WHAT THE TASK REQUIRES: The response must restate all of the data word for word.

Items listed in a dataset:
Start of Block

PR #20162, opened 2026-04-29
Add support for "workspaces" based on window names

### LINKED ISSUE #17084: Workspaces / Open a group of tabs at one time

I would like to be able to open multiple tabs (a collection of tabs)  at one time - much like opening a saved collection in Edge. It would be nice if each tab had the same look/feel.

At ahigh level, this feature would include:

-  easily adding a tab to a collection - right click and in the tab's settings through a collection dropdown.
- easily remove a tab from a collection.
- assign the same look/feel to each tab in a collection (collection appearance?)
- open tabs not already open in the collection (e.g. don't open a new tab if one is already open and it belongs to the collection).

zadjii-msft:
This adds a new feature to the Windows Terminal: "Workspaces"

Workspaces are very shamelessly inspired by Edge workspaces of the same name.

The core idea is that when users name a window and they close that window, we will persist that Windows layout and buffers, seperately from the rest of window restoration. So a user can open a named window, open some profiles, some panes, do some stuff in it, then close it, and we will keep that state around for the next time the user opens that window name.

Unnamed windows still behave the same. If you close an unnamed window, and it's not the last window, then we won't persist the state of it.

To facilitate restoring named windows, we add a `openWorkspace` action. This allows us to persist the open workspace action in the window layout restoration path. So when we deserialize the list of tab layouts, and open workspace action will tell us, hey, go retrieve this known workspace from the state.json, instead of trying to serialize the window state in two places.

As demoed in the video, we add a flyout to list the windows that the user has open, and the named workspaces that they have saved. This allows users to quickly reopen previously closed workspaces, as well as quickly rename a window, thereby adding it to the list of saved workspaces. This button can also be hidden using the theme settings.

Closes #17084


carlos-zamora:
_MG edit: collapsing these todos, as they should all be addressed in the most recent push_

<details>
<summary>Feedback from Bug Bash (5/5)</summary>

- Ctrl+Shift+W on a workspace (named) window will crash the app
- how do i delete a workspace? closing the last tab manually didn't do it...
- window renamer should automatically take focus
- nit: add "workspaces" action(s) to make it keyboard accessible
- Small text: Great! Small button: Eh? Makes it hard to press quickly.
- Asymmetric button alignment:
image

</details>

Personal note: this is a really cool feature. Thanks for making it happen 😊

There was also some discussion as to how to manage workspaces. It should probably go in the settings UI. Looks like management is pretty simple though. We'd really just need the ability to rename, delete, and open them.

tools/runformat.cmd
```diff
@@ -2,4 +2,4 @@
 
 rem run clang-format on c++ files
 
-powershell -noprofile "import-module %OPENCON_TOOLS%\openconsole.psm1; Invoke-CodeFormat"
+pwsh -noprofile -c "import-module %OPENCON_TOOLS%\openconsole.psm1; Invoke-CodeFormat"
```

End of Block

TASK ANSWER:
PR #20162, opened 2026-04-29
Add support for "workspaces" based on window names

### LINKED ISSUE #17084: Workspaces / Open a group of tabs at one time

I would like to be able to open multiple tabs (a collection of tabs)  at one time - much like opening a saved collection in Edge. It would be nice if each tab had the same look/feel.

At ahigh level, this feature would include:

-  easily adding a tab to a collection - right click and in the tab's settings through a collection dropdown.
- easily remove a tab from a collection.
- assign the same look/feel to each tab in a collection (collection appearance?)
- open tabs not already open in the collection (e.g. don't open a new tab if one is already open and it belongs to the collection).

zadjii-msft:
This adds a new feature to the Windows Terminal: "Workspaces"

Workspaces are very shamelessly inspired by Edge workspaces of the same name.

The core idea is that when users name a window and they close that window, we will persist that Windows layout and buffers, seperately from the rest of window restoration. So a user can open a named window, open some profiles, some panes, do some stuff in it, then close it, and we will keep that state around for the next time the user opens that window name.

Unnamed windows still behave the same. If you close an unnamed window, and it's not the last window, then we won't persist the state of it.

To facilitate restoring named windows, we add a `openWorkspace` action. This allows us to persist the open workspace action in the window layout restoration path. So when we deserialize the list of tab layouts, and open workspace action will tell us, hey, go retrieve this known workspace from the state.json, instead of trying to serialize the window state in two places.

As demoed in the video, we add a flyout to list the windows that the user has open, and the named workspaces that they have saved. This allows users to quickly reopen previously closed workspaces, as well as quickly rename a window, thereby adding it to the list of saved workspaces. This button can also be hidden using the theme settings.

Closes #17084


carlos-zamora:
_MG edit: collapsing these todos, as they should all be addressed in the most recent push_

<details>
<summary>Feedback from Bug Bash (5/5)</summary>

- Ctrl+Shift+W on a workspace (named) window will crash the app
- how do i delete a workspace? closing the last tab manually didn't do it...
- window renamer should automatically take focus
- nit: add "workspaces" action(s) to make it keyboard accessible
- Small text: Great! Small button: Eh? Makes it hard to press quickly.
- Asymmetric button alignment:
image

</details>

Personal note: this is a really cool feature. Thanks for making it happen 😊

There was also some discussion as to how to manage workspaces. It should probably go in the settings UI. Looks like management is pretty simple though. We'd really just need the ability to rename, delete, and open them.

tools/runformat.cmd
```diff
@@ -2,4 +2,4 @@
 
 rem run clang-format on c++ files
 
-powershell -noprofile "import-module %OPENCON_TOOLS%\openconsole.psm1; Invoke-CodeFormat"
+pwsh -noprofile -c "import-module %OPENCON_TOOLS%\openconsole.psm1; Invoke-CodeFormat"
```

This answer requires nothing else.